= Art student scam =

Confidence trick

The art student scam is a confidence trick in which cheap, mass-produced paintings or prints are misrepresented as original works of art, often by young people pretending to be art students trying to raise money for art supplies or tuition fees. The sellers mostly represented themselves as French art students, but the scam has recently been copied internationally, with instances of Israeli, Chinese, Chilean, Nigerian and other nationalities posing as art students or dealers in Australia, Canada, China, Ireland, New Zealand and the United States since around 2000. The art is often sold in exhibition sites or art galleries. Many scammers operate alongside and at the long-run expense of genuine art students who show their yearly work in festivals during the summer vacation.

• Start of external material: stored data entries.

PR #475, opened 2020-10-20
Add TournamentRecordsList and FriendList to core

### LINKED ISSUE #326: Listing friends in a Lua module
It would be nice if there was a built in way to be able to check a user's friends list within a lua module. There is a pretty easy work around for this but it requires writing a SQL query. 

## Use case

In our game we are implementing a party system where you can queue into the matchmaker with a party and we want to restrict it so that you can only send nakama notifications/push notifications to players who are on your friends list.

## Work around

For now you can use a custom SQL query to get all of the friends for a given player, but it would be much better if there was built-in functionality for listing friends, adding friends, removing friends, ect.

### LINKED ISSUE #470: [Feature] Add runtime equivalent to LeaderboardRecordsList for tournaments
Seems to be only missing on the runtime as the client has this api

https://forum.heroiclabs.com/t/leaderboardrecordslist-for-tournaments/1045

sesposito:
`ListTournamentRecords` logic moved from api to core so it can be reused.
Expose `ListTournamentRecords` to Go and Lua runtimes.
Add FriendsList function to Go and Lua runtimes.

Fixes #326 #470

### DIFF
--- a/CHANGELOG.md
+++ b/CHANGELOG.md
@@ -8,9 +8,12 @@ The format is based on [keep a changelog](http://keepachangelog.com) and this pr
 - Event contexts now contain user information for external events.
 - Expose more metrics for socket activity.
 - New [Docker release](https://hub.docker.com/repository/docker/heroiclabs/nakama-dsym) of the server with debug symbols enabled.
+- Added `TournamentRecordsList` and `ListFriends` functions to the Go Runtime.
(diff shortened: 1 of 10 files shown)


zyro (approved):

zyro:
@sesposito Before you merge make sure you update the vendored deps with the new nakama-common version that adds tournament record listing to the Go runtime Nakama module. :+1:

zyro (approved):

PR #477, opened 2020-10-21
Update protoc-gen-angular go.mod

sesposito:
Allow the angular generator protoc plugin to be installed using go get.


mofirouz (approved):
love it ❤️

PR #481, opened 2020-10-28
Nakama3 console auth

michal-harish:


server/console_authenticate.go
```diff
@@ -16,26 +16,119 @@ package server
...
 
 	"github.com/heroiclabs/nakama/v2/console"
 )
 
+var validRoles = map[string]bool{
+
+}
+
+type ConsoleTokenClaims struct {
+	Username  string           `json:"usn,omitempty"`
```
mofirouz, line 36: We should add `email` here too.

server/console_authenticate.go
```diff
@@ -16,26 +16,119 @@ package server
...
+	key := []byte(s.config.GetConsole().SigningKey)
+	signedToken, _ := token.SignedString(key)
+	uname, role, exp, _ := parseConsoleToken(key, signedToken)
+	fmt.Println(uname, role, exp)
+
+	return &console.ConsoleSession{Token: signedToken}, nil
+}
+
+func (s *ConsoleServer) lookupConsoleUser(ctx context.Context, unameOrEmail, password string) (console.UserRole, error) {
+	query := "SELECT role, password, disable_time FROM console_users WHERE username = $1 OR eamil = $1"
```
mofirouz: I think select `username, email` as well on the return query

mofirouz (changes requested):
Couple of minor adjustments, otherwise looks good to me.

mofirouz:
This LGTM - Please add the security interceptor that checks the `role` and then I think we can merge this.

server/console.go
```diff
@@ -112,7 +116,17 @@ func StartConsoleServer(logger *zap.Logger, startupLogger *zap.Logger, db *sql.D
...
 		}),
 	)
-	if err := console.RegisterConsoleHandlerServer(ctx, grpcGateway, s); err != nil {
+
+	dialAddr := fmt.Sprintf("127.0.0.1:%d", config.GetConsole().Port-3)
+	if config.GetConsole().Address != "" {
+		dialAddr = fmt.Sprintf("%v:%d", config.GetConsole().Address, config.GetConsole().Port-3)
+	}
+	dialOpts := []grpc.DialOption{
+		//TODO (mo, zyro): Do we need to pass the statsHandler here as well?
```
mofirouz, line 125: no stats handler needed here.

server/console.go
```diff
@@ -235,15 +222,52 @@ func consoleInterceptorFunc(logger *zap.Logger, config Config) func(context.Cont
...
 		}
 
-		if !checkAuth(config, auth[0]) {
+		if ctx, ok = checkAuth(ctx, config, auth[0]); !ok {
 			return nil, status.Error(codes.Unauthenticated, "Console authentication invalid.")
 		}
-
+		role := ctx.Value(ctxConsoleRoleKey{}).(console.UserRole)
+		forbidden := false
+		switch role {
```
mofirouz, line 230: would be good to have 4 `const maps[string]interface{}{{"/nakama.console.Console/AddUser": nil},...}` types, and avoid the nested switch statement

mofirouz (commented):
small comments, otherwise LGTM

PR #486, opened 2020-11-05
Nakama3 console auth rebase (#485)

michal-harish:
* console auth - authentication, validation and premission checking based on roles
* console grpc gateway - revert from direct to loopback forward ing from gateway to grpc server


sesposito:
https://github.com/heroiclabs/nakama/pull/486/files#diff-12b6715f24b4d9f749659362ac764d5b7b2720a04d69b4d5bcb86eee9d611c74R109 

@michal-harish can you please add the `EmitUnpopulated: true` option here?

Otherwise LGTM 👍

PR #491, opened 2020-11-12
Fix tournament related bugs

sesposito:
- Fix an issue that would cause an error when trying to update a tournament record with invalid data.
- Fix some issues around listing tournaments.
- Fix an issue that would prevent the insertion of a record in a tournament with no scheduled reset and end time.

### DIFF
--- a/server/core_tournament.go
+++ b/server/core_tournament.go
@@ -396,11 +396,11 @@ func TournamentRecordWrite(ctx context.Context, logger *zap.Logger, db *sql.DB, 
 	default:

==Mass-produced paintings==
Most mass-produced prints and paintings originate in Asia. These are essentially posters, sometimes referred to as "Hong Kong horrors," printed on rough paper, making the absence of brush strokes less apparent. There is a confusion between "mass-produced paintings" which are actually prints. These are being sold over the internet described as real oil paintings, taking advantage of the difficulty of spotting the scam behind the screen. Sometimes, a few brush strokes are added to the prints to give them a more authentic oil-painting look.

==Australia and New Zealand==
People posing as art students were reported in Australia and New Zealand from as early as 2003. The paintings, worth around A$5, were passed off as being worth hundreds of dollars. Three backpackers—an Israeli and two Chileans—were taken to court in Dunedin for the scam in 2003 but were discharged as the judge said that they were "minnows" in the organisation. They reportedly made NZ$15,000 in three weeks from the scam. The Consumers' Institute of New Zealand suspected that an Auckland man was the organiser of the operation. A 23-year-old man was arrested in New South Wales, Australia, for operating the scam and 50 oil paintings were found in his car. An adviser for the New Zealand Consumer Affairs Ministry said: "All around the world, students from various countries are doing this." She suggested that the scam's organiser may place advertisements in backpackers' lodges to recruit students. The scammers have also claimed to be Greek, Argentinian, and French.

==Canada==
In 2004, a group of Russians said to have been selling mass-produced paintings as their own work, for hundreds of dollars each, were deported from Canada for working in violation of their visas. The scam recurred in 2009 in Calgary and in Warman, Saskatchewan. Eight people claiming to be students from Israel, Russia, Germany, and France were arrested, and 100 paintings were seized by the Royal Canadian Mounted Police and Border Services.

==China==
In China, scammers approach tourists at popular attractions such as the Forbidden City and Tiananmen Square. The scammer speaks English well enough to get into a conversation with the foreigner and then claims to be an art student whose works are on display at a nearby exhibition, which is part of the scam and sells mass-produced art reproductions at exorbitant prices. There are warnings about this scam in tourist guides.

==United States==
From the summer of 2000, news outlets in the Pacific Northwest reported that young people were posing as art students selling mass-produced oil paintings, both copies and originals, for US$780–$2,000 each. The so-called art students were said to be selling in exhibitions and galleries, primarily targeting local businesses. They claimed to be Israeli citizens studying at art schools in Europe and to be in the United States selling works by talented fellow artists to raise money for art supplies or school fees.

Through the early 2000s, some 13 separate incidents of "art student" encounters were reported across the United States.